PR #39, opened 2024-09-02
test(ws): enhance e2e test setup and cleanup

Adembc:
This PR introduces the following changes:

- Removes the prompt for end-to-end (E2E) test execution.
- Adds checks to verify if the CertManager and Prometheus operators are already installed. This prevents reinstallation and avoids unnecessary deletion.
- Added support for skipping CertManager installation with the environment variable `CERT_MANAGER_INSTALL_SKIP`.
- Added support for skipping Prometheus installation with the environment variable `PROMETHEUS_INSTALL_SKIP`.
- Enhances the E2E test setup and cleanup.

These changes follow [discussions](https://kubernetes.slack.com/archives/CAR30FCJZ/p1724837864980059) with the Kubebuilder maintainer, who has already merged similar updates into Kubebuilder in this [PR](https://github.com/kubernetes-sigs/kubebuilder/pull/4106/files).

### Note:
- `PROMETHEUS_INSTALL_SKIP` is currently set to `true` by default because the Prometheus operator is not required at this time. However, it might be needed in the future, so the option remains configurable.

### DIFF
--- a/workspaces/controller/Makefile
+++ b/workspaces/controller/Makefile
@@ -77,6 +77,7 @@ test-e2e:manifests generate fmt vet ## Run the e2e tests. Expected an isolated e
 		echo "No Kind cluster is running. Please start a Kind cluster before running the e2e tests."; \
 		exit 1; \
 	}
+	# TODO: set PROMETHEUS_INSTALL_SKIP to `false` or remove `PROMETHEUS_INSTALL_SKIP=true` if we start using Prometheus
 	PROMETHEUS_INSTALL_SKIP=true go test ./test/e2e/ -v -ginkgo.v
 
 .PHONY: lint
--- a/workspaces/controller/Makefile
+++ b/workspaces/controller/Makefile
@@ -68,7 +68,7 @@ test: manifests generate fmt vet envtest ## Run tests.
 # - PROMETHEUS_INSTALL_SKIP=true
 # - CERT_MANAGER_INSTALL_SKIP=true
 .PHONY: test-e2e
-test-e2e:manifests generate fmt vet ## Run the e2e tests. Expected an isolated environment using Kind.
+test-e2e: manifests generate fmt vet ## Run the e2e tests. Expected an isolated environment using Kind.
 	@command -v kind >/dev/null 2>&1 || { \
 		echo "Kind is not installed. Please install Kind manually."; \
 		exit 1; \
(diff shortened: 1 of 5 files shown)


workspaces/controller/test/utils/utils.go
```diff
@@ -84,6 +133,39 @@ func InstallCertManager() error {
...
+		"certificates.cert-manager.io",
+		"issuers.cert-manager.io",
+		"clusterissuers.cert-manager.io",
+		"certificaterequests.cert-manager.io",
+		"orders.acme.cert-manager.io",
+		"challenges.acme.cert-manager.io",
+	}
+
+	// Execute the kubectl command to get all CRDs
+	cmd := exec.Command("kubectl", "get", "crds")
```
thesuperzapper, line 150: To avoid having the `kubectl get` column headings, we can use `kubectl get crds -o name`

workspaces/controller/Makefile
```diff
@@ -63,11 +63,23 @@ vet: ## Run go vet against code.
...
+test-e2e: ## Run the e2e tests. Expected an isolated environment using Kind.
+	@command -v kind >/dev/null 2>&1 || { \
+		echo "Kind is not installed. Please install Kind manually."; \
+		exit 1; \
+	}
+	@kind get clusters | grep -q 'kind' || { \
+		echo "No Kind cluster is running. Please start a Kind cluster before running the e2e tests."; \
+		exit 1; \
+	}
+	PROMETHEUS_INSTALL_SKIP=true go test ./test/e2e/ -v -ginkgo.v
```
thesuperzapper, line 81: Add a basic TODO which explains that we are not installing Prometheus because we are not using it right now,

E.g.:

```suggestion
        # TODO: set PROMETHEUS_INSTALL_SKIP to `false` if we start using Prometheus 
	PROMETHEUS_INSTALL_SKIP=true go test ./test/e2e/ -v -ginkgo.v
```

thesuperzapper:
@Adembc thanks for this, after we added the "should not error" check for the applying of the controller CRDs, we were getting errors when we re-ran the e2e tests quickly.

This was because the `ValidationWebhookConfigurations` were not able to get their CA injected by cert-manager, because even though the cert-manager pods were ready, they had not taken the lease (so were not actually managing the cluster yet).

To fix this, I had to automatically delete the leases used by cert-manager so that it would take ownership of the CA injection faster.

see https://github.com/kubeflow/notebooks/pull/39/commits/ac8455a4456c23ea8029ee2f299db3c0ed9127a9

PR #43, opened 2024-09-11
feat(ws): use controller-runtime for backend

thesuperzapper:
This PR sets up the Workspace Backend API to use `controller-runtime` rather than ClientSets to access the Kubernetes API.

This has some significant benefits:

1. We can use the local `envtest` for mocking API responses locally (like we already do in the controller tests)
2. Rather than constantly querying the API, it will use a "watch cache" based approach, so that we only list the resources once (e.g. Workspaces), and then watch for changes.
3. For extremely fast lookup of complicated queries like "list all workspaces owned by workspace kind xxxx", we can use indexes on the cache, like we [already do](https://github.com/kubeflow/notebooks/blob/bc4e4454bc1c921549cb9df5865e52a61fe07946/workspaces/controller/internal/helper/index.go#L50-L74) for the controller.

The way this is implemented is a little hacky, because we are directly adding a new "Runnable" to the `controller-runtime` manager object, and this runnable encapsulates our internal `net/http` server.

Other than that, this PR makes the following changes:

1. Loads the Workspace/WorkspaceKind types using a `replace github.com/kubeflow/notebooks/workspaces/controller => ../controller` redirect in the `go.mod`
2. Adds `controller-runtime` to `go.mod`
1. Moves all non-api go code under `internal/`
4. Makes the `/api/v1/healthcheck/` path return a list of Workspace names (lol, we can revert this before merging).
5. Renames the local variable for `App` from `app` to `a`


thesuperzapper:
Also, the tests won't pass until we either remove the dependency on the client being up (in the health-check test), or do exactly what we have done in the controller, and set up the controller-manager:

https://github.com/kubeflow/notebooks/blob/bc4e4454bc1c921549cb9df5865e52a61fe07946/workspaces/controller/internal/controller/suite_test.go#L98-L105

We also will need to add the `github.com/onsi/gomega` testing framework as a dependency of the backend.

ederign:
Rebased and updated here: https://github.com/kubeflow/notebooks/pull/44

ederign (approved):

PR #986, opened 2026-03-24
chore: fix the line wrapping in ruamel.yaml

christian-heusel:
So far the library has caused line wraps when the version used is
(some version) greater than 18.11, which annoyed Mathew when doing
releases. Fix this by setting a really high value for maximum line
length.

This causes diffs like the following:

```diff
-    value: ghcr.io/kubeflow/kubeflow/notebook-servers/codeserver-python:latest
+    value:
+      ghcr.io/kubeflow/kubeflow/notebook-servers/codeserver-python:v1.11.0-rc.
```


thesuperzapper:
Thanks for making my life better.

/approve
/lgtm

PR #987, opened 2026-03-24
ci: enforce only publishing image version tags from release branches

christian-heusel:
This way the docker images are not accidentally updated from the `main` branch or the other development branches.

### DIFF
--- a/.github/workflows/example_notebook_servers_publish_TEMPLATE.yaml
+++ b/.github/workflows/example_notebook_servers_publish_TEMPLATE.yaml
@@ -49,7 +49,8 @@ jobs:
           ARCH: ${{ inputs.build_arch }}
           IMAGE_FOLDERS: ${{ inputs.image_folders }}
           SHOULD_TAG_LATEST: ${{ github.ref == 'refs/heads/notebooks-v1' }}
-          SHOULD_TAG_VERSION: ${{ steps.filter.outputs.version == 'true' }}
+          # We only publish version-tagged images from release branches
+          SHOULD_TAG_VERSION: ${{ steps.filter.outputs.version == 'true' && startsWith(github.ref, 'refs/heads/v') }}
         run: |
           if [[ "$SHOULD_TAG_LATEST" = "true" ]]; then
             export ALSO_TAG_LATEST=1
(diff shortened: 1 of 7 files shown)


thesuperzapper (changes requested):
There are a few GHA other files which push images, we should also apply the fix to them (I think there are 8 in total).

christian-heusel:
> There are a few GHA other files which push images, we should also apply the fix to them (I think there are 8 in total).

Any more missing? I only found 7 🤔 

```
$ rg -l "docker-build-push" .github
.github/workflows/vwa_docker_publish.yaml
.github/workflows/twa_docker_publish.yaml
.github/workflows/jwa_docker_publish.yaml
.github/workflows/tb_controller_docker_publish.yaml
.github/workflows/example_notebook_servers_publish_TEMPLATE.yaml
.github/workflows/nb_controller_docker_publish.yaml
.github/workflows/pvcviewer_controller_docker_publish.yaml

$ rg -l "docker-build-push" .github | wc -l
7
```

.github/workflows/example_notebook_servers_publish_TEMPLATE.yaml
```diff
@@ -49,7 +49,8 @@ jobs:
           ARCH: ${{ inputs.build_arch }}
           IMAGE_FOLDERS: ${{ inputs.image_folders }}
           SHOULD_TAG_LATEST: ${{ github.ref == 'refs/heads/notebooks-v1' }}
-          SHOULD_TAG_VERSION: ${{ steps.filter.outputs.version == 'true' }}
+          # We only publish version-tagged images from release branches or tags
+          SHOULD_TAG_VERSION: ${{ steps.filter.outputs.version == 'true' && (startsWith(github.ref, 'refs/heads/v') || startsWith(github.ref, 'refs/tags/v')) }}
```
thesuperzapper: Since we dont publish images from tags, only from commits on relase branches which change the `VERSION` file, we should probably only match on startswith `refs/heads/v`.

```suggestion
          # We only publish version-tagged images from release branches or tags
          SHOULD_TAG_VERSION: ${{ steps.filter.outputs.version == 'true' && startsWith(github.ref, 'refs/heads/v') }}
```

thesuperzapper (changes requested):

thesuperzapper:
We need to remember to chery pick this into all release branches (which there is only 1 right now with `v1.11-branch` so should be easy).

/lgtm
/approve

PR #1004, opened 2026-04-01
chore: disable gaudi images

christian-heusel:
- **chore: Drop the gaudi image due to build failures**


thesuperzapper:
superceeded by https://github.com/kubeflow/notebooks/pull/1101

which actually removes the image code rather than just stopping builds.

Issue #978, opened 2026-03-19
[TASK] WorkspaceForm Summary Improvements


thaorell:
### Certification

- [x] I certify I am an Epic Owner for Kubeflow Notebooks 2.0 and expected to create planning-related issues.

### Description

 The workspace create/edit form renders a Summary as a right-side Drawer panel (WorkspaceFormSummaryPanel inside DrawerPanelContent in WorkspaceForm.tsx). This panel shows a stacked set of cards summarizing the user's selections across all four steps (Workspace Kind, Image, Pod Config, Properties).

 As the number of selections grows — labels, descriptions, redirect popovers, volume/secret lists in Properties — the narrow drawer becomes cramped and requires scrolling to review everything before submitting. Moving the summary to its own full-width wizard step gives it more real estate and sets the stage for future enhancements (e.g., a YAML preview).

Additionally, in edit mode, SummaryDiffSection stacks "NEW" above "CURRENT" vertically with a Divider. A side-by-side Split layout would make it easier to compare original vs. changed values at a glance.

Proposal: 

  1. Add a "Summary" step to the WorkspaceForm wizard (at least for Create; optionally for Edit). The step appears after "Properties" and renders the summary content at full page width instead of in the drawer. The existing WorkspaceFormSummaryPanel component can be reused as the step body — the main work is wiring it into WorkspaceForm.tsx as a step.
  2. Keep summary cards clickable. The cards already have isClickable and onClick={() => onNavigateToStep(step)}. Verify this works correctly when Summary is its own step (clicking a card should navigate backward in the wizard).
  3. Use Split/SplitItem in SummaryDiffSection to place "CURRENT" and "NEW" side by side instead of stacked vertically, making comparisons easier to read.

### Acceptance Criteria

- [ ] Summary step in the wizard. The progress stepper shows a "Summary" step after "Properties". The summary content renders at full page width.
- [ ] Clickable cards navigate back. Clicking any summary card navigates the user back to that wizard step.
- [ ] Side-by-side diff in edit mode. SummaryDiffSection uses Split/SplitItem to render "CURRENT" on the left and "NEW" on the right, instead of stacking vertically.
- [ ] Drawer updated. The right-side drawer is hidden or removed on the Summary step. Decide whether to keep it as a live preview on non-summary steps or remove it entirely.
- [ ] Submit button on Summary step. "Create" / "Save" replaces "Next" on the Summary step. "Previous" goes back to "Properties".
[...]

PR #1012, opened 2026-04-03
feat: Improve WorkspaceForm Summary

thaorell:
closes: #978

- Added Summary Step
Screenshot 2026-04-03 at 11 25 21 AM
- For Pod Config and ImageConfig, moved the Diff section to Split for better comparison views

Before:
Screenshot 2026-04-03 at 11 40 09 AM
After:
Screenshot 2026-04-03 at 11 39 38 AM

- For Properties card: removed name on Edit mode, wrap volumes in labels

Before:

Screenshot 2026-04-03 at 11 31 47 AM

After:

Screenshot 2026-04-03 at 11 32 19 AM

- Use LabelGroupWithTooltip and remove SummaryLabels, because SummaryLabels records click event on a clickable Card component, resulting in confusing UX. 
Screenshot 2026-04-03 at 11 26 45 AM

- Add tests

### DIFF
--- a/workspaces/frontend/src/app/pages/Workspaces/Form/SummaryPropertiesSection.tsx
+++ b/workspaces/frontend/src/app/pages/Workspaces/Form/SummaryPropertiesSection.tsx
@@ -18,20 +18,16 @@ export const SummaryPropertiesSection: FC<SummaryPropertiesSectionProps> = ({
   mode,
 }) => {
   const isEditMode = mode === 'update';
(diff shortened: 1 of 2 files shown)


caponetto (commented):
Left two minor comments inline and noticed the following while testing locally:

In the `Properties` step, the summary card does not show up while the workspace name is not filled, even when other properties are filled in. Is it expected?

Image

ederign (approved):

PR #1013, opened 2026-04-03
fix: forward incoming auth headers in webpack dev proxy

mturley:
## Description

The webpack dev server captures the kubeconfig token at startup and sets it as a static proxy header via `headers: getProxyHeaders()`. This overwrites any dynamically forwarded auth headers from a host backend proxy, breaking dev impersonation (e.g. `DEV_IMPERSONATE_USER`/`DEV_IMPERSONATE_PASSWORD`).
######
Assignment: Which lines of the records above contain the word "generate"? Report each one.

Solution to this task:
@@ -77,6 +77,7 @@ test-e2e:manifests generate fmt vet ## Run the e2e tests. Expected an isolated e
@@ -68,7 +68,7 @@ test: manifests generate fmt vet envtest ## Run tests.
-test-e2e:manifests generate fmt vet ## Run the e2e tests. Expected an isolated environment using Kind.
+test-e2e: manifests generate fmt vet ## Run the e2e tests. Expected an isolated environment using Kind.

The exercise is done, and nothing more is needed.